Increasing the k-point sampling might decrease slightly the oscillations, but note that this effect
is intrinsic to the computation of properties of a metallic surface: the electrons are confined inside the slab potential,
with sub-bands in the direction normal to the surface, and the Fermi energy oscillates with the width of the slab.
This effect might be understood based on a comparison with the behaviour of a jellium slab.
An error on the order of 0.019 eV is due to the thin vacuum layer.
Other sources of errors might have to be rechecked, seeing the kind of accuracy that is needed.

Experimental data give a surface energy around 0.55 eV (sorry, the reference is to be provided).

## Soft and hard pseudopotentials

In the context of a plane-wave basis, a *soft* pseudopotential means that a low [[ecut]]
will be required to obtain convergence whereas a *hard* pseudopotential implies that a high [[ecut]] will be needed.
It can be understood by considering the pseudo-wave-functions of that atom.
A *hard* pseudopotential has pseudo-wave-functions that have sharp features in real space which require many plane-waves to describe.

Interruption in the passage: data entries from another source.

PR #3495, opened 2023-09-21
Log probe attachment error, continue running

geyslan:

0bf2f1799 **chore(ebpf): refactor validateKallsymsDependencies**

```
This refactors validateKallsymsDependencies to be more readable spliting
the logic into a new function: checkUnavailableKSymbols.
```

633bda9fc **feature:(ebpf): don't fail on probe attachment err**

```
On probe attachment error, remove events related to the probe, log the
error and continue execution.
```

### 2. Explain how to test it

Change a probe name to simulate a error on attachment:

```diff
diff --git a/pkg/ebpf/probes/probe_group.go b/pkg/ebpf/probes/probe_group.go
index 5c66c75b6..872ff0159 100644
--- a/pkg/ebpf/probes/probe_group.go
+++ b/pkg/ebpf/probes/probe_group.go
@@ -109,7 +109,7 @@ func NewDefaultProbeGroup(module *bpf.Module, netEnabled bool) (*ProbeGroup, err
                SyscallExit__Internal:      NewTraceProbe(RawTracepoint, "raw_syscalls:sys_exit", "tracepoint__raw_syscalls__sys_exit"),
                SchedProcessFork:           NewTraceProbe(RawTracepoint, "sched:sched_process_fork", "tracepoint__sched__sched_process_fork"),
                SchedProcessExec:           NewTraceProbe(RawTracepoint, "sched:sched_process_exec", "tracepoint__sched__sched_process_exec"),
-               SchedProcessExit:           NewTraceProbe(RawTracepoint, "sched:sched_process_exit", "tracepoint__sched__sched_process_exit"),
+               SchedProcessExit:           NewTraceProbe(RawTracepoint, "sched:sched_process_exit", "WRONGtracepoint__sched__sched_process_exit"),
```

Run tracee and see that even a probe missing it continues working:

```
sudo ./dist/tracee -s comm=uname -e sched_process_exec,sched_process_exit
{"level":"error","ts":1695328115.5947068,"msg":"Event canceled because of missing probe dependency","missing probe":6,"event":"sched_process_exit"}
17:28:43:409881  1000   uname            994453  994453  0                sched_process_exec        cmdpath: /usr/bin/uname, pathname: /usr/bin/uname, dev: 271581188, inode: 5506450, ctime: 1683546656379101996, inode_mode: 33261, interpreter_pathname: <nil>, interpreter_dev: <nil>, interpreter_inode: <nil>, interpreter_ctime: <nil>, argv: [uname], interp: /usr/bin/uname, stdin_type: S_IFCHR, stdin_path: /dev/pts/5, invoked_from_kernel: 0, env: <nil>
^C
```


geyslan:
e2e 1111 is green. Ready for reviews.

pkg/ebpf/tracee.go
```diff
@@ -897,57 +897,54 @@ func (t *Tracee) computeConfigValues() []byte {
...
-				if ok {
-					symEvents = append(symEvents, id)
-				} else {
-					symEvents = []events.ID{id}
-				}
-				symsToDependentEvents[symDep.GetSymbol()] = symEvents
+func (t *Tracee) checkUnavailableKSymbols(eventsState map[events.ID]events.EventState) map[events.ID][]string {
+	reqKSyms := []string{}
+	kSymbolsToEvents := make(map[string][]events.ID)
+	unavailableKSymsToEvents := make(map[events.ID][]string)
```
yanivagman, line 903: nit: it's not accurate to call it "...ToEvents" since the map value is an array of symbols (and not events)

yanivagman (approved):
LGTM with a nit comment

pkg/ebpf/tracee.go
geyslan: Changing it to `unavailableKSymsForEventID`.

yanivagman: SGTM

pkg/ebpf/tracee.go
```diff
@@ -1176,11 +1174,25 @@ func (t *Tracee) attachProbes() error {
...
-				return errfmt.Errorf("failed to attach required probe: %v", err)
+		err = t.probes.Attach(probe.GetHandle(), t.cgroups)
+		if err != nil && probe.IsRequired() {
+			// if a required probe fails to attach, cancel all events that depend on it
+			for _, evtID := range evtsIDs {
+				evtName := events.Core.GetDefinitionByID(evtID).GetName()
+				logger.Errorw(
+					"Event canceled because of missing probe dependency",
+					"missing probe", probe.GetHandle(), "event", evtName,
+				)
```
rafaeldtinoco, line 1193: Sorry for the late comment here @geyslan, but I'm catching up with latest changes before moving on. I believe this change missed "event dependencies", right ? So if a symbol isn't available you are disabling the event directly related to that dependency (all of them) but not the events that depend on that event. 

The direct example, that you're likely solving in the other PR (For the print syscall table), could be:

- HiddenKernelModuleSeeker (depends on symbols "modules", "module_kset", "mod_tree")

So if one of those symbols isn't available, you would disable it directly in the eventsState. But you wouldn't disable the event that depends on it (that could, and probably would) be enabled:

- HiddenKernelModule

Right ? And then there is the fact of the new policy manager (which would also have to have the rules, using those events, disabled from each policy that uses them).

Is that all correct ? And are you addressing all those in the other PR ? Just to accelerate my understanding. Thank you.

geyslan: > So if one of those symbols isn't available, you would disable it directly in the eventsState. But you wouldn't disable the event that depends on it (that could, and probably would) be enabled

After your feedback, I'm making changes to the new PR tackling the case of events dependency.

> And then there is the fact of the new policy manager (which would also have to have the rules, using those events, disabled from each policy that uses them).

Currently, in the event cancellation phase, it would not reach the point of being propagated to BPF filters. So disabling it in policyManager is not necessary now.

In the future, all that logic (eventState/policies) must reside in the policy manager, indeed.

On the other hand, a *soft* pseudopotential has rather smooth pseudo-wave-functions that need
fewer plane-waves to describe accurately than the pseudo-wave-functions of *hard* pseudopotentials.
This designation is somewhat qualitative, and it is relative to other pseudopotentials.
In other words, a pseudopotential can be *soft* when compared to a certain pseudopotential but *hard* with respect to another.

In general, pseudopotentials describing light elements, those of the 2nd line of the periodic table,
and pseudopotentials that include semi-core states are considered *hard* as they have strongly peaked pseudo-wave-functions
that require a large [[ecut]].
This discussion is valid for norm-conserving pseudopotentials. With PAW pseudopotentials,
we are able to keep pseudo-wave-function smooth which means that they will require lower [[ecut]]
than their norm-conserving counterpart which is one of their main benefits.